Als ik terug kom, zit ze te glimmen in de kappersstoel met de folies nog in haar haren. Ze vertelt dat ze, terwijl de kleur moest intrekken, buiten een sigaret wilde roken. Maar ja, ze kon natuurlijk niet meer staan, dus had Maryam haar compleet met stoel, kappersmantel, folies, koffie en een sigaret  in de drukke winkelstraat gezet. Twee Duitse vrouwen hadden vervolgens verrukt gereageerd op deze verschijning, hadden geroepen  dat Groningen echt zo’n fantastische stad was dat dit allemaal kon en vervolgens gevraagd of ze haar op de foto mochten zetten in deze entourage. Mijn moeder, niet vies van aandacht en wars van gêne, had gezegd dat het mocht. De Duitse dames waren vrolijk verder gelopen na het kiekje, mijn moeders e-mailadres op zak om het resultaat later op te kunnen sturen. Wat niemand wist, maar ik wel vermoedde, was dat dit de laatste foto van mijn moeder in leven zou zijn. Een klein uurtje later werd mijn moeder ontslagen uit de kappersstoel met uitgroeivrije rode krullen in drie verschillende tinten. Een perfect kapsel, vonden we allemaal. Tevreden sliep mijn moeder de rest van de dag. Uitgeput door alle inspanning.
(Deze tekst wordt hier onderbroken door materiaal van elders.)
PR #21, opened 2016-12-20
Added CMake build files for libFLAC

dschreij:
Courtesy of @soulik who wrote the initial versions of the CMake build files.
I adapted these to work in an Anaconda build environment (ref https://github.com/conda-forge/staged-recipes/pull/2026/files/817d088b60001ecca8b1259d90f33eecdbb69b51 and https://github.com/conda-forge/staged-recipes/pull/2101), but they should also work outside of it. Maybe these files are useful for you (especially for compilation on Windows) so hence I send you this PR.

### DIFF
--- a/CMakeLists.txt
+++ b/CMakeLists.txt
@@ -1,0 +1,191 @@
+# Written by Mário Kašuba (mario.kasuba at it-academy dot sk), 2016
+# Edited by Daniel Schreij (dschreij at gmail dot com)
+
+cmake_minimum_required (VERSION 3.1.0)
+# enable_language(ASM-NASM)
+
+project (FLAC)
+
+# Find required Ogg depencies.
+# Assumes CMAKE_PREFIX_PATH is passed to cmake as a basis to search from. 
+# The paths below are relative to this path.
+
+# Find ogg headers
+FIND_PATH(OGG_INCLUDE_DIR
+    ogg.h
+    PATH_SUFFIXES include/ogg
+)
+
+if(OGG_INCLUDE_DIR)
+    message(STATUS "Found ogg headers at ${OGG_INCLUDE_DIR}")
+    include_directories(OGG_INCLUDE_DIR)
+else()
+    message(FATAL_ERROR "Could not find required OGG headers" )
+endif()
+
+# Find ogg libraries to link to later
+FIND_LIBRARY(OGG_LIBRARIES
+    NAMES ogg libogg
+    PATH_SUFFIXES lib
+)
+
+if(OGG_LIBRARIES)
+    message(STATUS "Found ogg libs at ${OGG_LIBRARIES}")
+else()
+    message(FATAL_ERROR "Could not find required OGG library" )
+endif()
+
+add_definitions(-DVERSION="1.3.1" -DFLAC_API_EXPORTS)
+
+if (NOT FLAC_CPU_X86_64)
+    set(FLAC_USE_ASM OFF CACHE BOOL "Use assembler")
+endif()
+
+set(FLAC_USE_3DNOW OFF CACHE BOOL "Use 3DNow!")
+set(FLAC_USE_AVX OFF CACHE BOOL "Use AVX instructions")
+set(FLAC_USE_SSE OFF CACHE BOOL "Use SSE instructions")
+set(FLAC_USE_SSE2 OFF CACHE BOOL "Use SSE 2 instructions")
+set(FLAC_USE_SSE41 OFF CACHE BOOL "Use SSE 4.1 instructions")
+
+set(FLAC_SRC_FLAC
+    src/flac/analyze.c
+    src/flac/decode.c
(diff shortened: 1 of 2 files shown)


erikd:
There doesn't seem to be any way to run the tests with CMake. I think it would be a bad idea to add a build system that is significantly less full featured than the current ones (FLAC already has three).

dschreij:
True, even though it is possible to add tests in CMake too. They just haven't been implemented yet and sadly I don't have much experience with this either. I thought adding CMake options would be appreciated since the other xiph libraries (ogg and vorbis)  also started to provide these CMake files in their latest snapshots. Additionally, on Windows it is a pain to build from CLI using the provided .sln files, especially because they often depend on the visual studio version they were created with and msbuild doesn't play nice with other versions. With CMake building from CLI is a breeze, and if one does it well, you only have to write one CMake file for all OS's that are around. In the end it's up to you if you find this useful enough to adopt ☺️

dschreij:
A quick search came up with  https://cmake.org/Wiki/CMake/Testing_With_CTest,  so CMake even has a dedicated testing module. Sadly I don't have the time to dive into this anytime soon, so you might want to shelve this until I or someone else has had the time to dive into this testing module.

mancoast:
Greetings @dschreij @erikd 

Please Merge as CMAKE Build required for k1om cross compilation.

Thanks,
Coast

erikd:
I'll merge it when the CMake build system builds the tests.

mancoast:
Greetings,

Implementing testing within CMAKE is no issue.
Please be very specific regarding the testing requirements.

Thanks,
coast

erikd:
The CMake build system has to build and run the same tests as the three other existing build systems.

dschreij:
One needs to use [CTest](https://cmake.org/Wiki/CMake/Testing_With_CTest) for testing in CMake builds. I don't know how easy the existing tests will translate into CTest though, or how much work it is to convert them.

erikd:
> I don't know how easy the existing tests will translate into CTest though, or how much work it is to convert them.

Do *not* convert them. The existing tests should only require minimal changes and should still build with the existing build systems. What is required is that CMake build the test programs and provide a means for running the tests.

Qix-:
```
There doesn't seem to be any way to run the tests with CMake
```

CTest is just an executor - it doesn't require that you change tests as long as they're just command lines.

This is proper, standard CMake to enable/add tests.

```cmake
if (BUILD_TESTING)
    enable_testing ()
    add_test (NAME flac-some-test COMMAND ./flac-tests --some --arg)
    add_test (NAME flac-another-test COMMAND ./flac-tests --some arg)
endif ()
```

```console
$ mkdir build && cd build
$ cmake .. -DCMAKE_BUILD_TYPE=Debug -DBUILD_TESTING=On
$ make
$ ctest
```

`ctest` will run all tests in the build directory. `ctest --help` for all of the options you'd ever need.

dschreij:
I am completely fine with someone else taking this over from me. I'm no CMake expert either, and I composed this CMakeList with the limited knowledge I have of the system (and this was a while ago indeed, haven't worked with it since). So be my guest.

Regarding autotools: this is not really well supported on windows unless you use cygwin or similar, am I right? I composed the CMake buildfile because I wanted to add this library to the Anaconda Python distribution and it seemed the only way to go at the time.

Qix-:
> Regarding autotools: this is not really well supported on windows unless you use cygwin or similar, am I right?

In my experience, this is correct, though I'd imagine pro-autotools users would have some sort of answer for it.

Something to note is that users of IDEs get project generation for free by using CMake, something that autotools can't do. Further, I am not stuck using Makefiles but instead also get support for Ninja, which in my experience compiles large projects much faster.

CMakeLists.txt
```diff
@@ -0,0 +1,191 @@
...
+#       COMPILE_FLAGS "/FI\"${FLAC_SOURCE_DIR}/src/win32_dll.h\""
+#   )
+endif()
+
+target_link_libraries (FLAC
+    ${OGG_LIBRARIES}
+)
+
+set_target_properties(FLAC
+    PROPERTIES PREFIX "" OUTPUT_NAME "libFLAC"
```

Zes dagen later kijk ik toe hoe de lijkenvisagiste met een krultang mijn moeders prachtige haar te lijf gaat. Want als je doodgaat, verdwijnen de krullen bijna direct. Leerde ik toen. Verval heeft kennelijk bizar veel haast. Zo bleek later dat nagellak niet pakt op overleden nagels en dat gewone make-up niet opgewassen is tegen lijkkou.

Bij het checken van mijn moeders mail, drie dagen later, vind ik de foto van de Duitse dames. Ze had er als een ware diva bij gezeten, daar op straat. Op de foto lacht ze uitgelaten, trots. Ik had gelijk gekregen: de laatste foto in leven. Precies zoals ze was.